The trouble with formats

A well-specified file format is a rare thing in bioinformatics, but a pleasure to load and generate! Every data series is given its own place and tools can be written without ambiguities. At the same time, they're frustrating to pack with information. Once they become a standard, it is very difficult for them to evolve because all of the tools that depend upon them have to be updated to understand not only the latest version, but all of the prior versions as well. The research community has dealt with this by taking advantage of any ambiguity in specification to overload semantics, and in some cases (e.g. SAM/BAM) specifically adding in escape valves in the form of optional and comment fields. Fuzzy specifications allow a format to survive change for a little while through ambiguity, but at the cost of what tools can do with them.

Ambiguous formats don't survive the Extract, Transform, Load (ETL) process because the transform function must understand the source in order to generate output. The SRA performs transformation on 100% of its input to produce a canonical and harmonized representation that allows us to present a uniform access model.

VDB is a database technology that supports individual schema definitions for every object, meaning that it is entirely well-specified at the same time that it can accommodate any data. It also makes it possible for us to provide backward compatibility by supporting all versions that have ever existed. These properties make it ideal for the SRA, and allow us to create unambiguous files that expand to accommodate changes.

In conclusion

More information is being generated than will fit into FASTQ/SAM formats. The information is being generated by the manufacturers themselves, and in many cases being augmented by pre-submission pipelines.
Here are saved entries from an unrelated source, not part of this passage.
PR #879, opened 2020-04-26
[misc] Fix `ti.cfg.gdb_trigger` not found

archibate:
Related PR id = #769

I made an error in #769: there is no `ti.cfg.gdb_trigger` at all!
Now the problem is where should `gdb_trigger` be, `CompileConfig` or `CoreState`?
The first seems only accessible only by compiler parts. So `get_current_program().config` stand for only compiler configuations so it's not found anywhere in `logger.cpp`?

### DIFF
--- a/python/taichi/lang/__init__.py
+++ b/python/taichi/lang/__init__.py
@@ -142,7 +142,13 @@ def init(arch=None,
     environ_config("print_benchmark_stat")
     environ_config("device_memory_fraction", float)
     environ_config("device_memory_GB", float)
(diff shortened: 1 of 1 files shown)


archibate:
I realized that in `test_assert.py`, you set gdb trigger to `False`. And that is applied to other test threads too.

Some manufacturers have chosen technologies such as HDF5 to hold their data, but the community stubbornly clings to FASTQ and SAM/BAM. These formats have valuable bits of information stuffed into their comment or name fields under the wildly incorrect assumption that archives will store their files unchanged, without any ETL.

Using read names to store valuable information is a little like throwing a concert violin into a cloth bag and putting it through baggage handling on an airplane. Yes, it's possible you might get it back intact when you land, but it's just as possible that it might be reduced to splinters. If your data are valuable, please put them into a format that supports them - one that will survive transformation.

Because read names are treated as opaque and malleable, in the end they can only be treated as identifiers, and these are more economically represented by a serial number. And that's how the SRA treats them.